=== ACTION ITEM ===
Go through the lines below. Copy those with "components".

=== SOURCE DATA ===
PR #298, opened 2018-10-09
DP-10649:  TabContainer and Tab components.

smurrayatwork:

## Description
This adds two new components: TabContainer and Tab. See the TabContainer story in how to use it.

=== ANSWER BELOW ===
DP-10649:  TabContainer and Tab components.
This adds two new components: TabContainer and Tab. See the TabContainer story in how to use it.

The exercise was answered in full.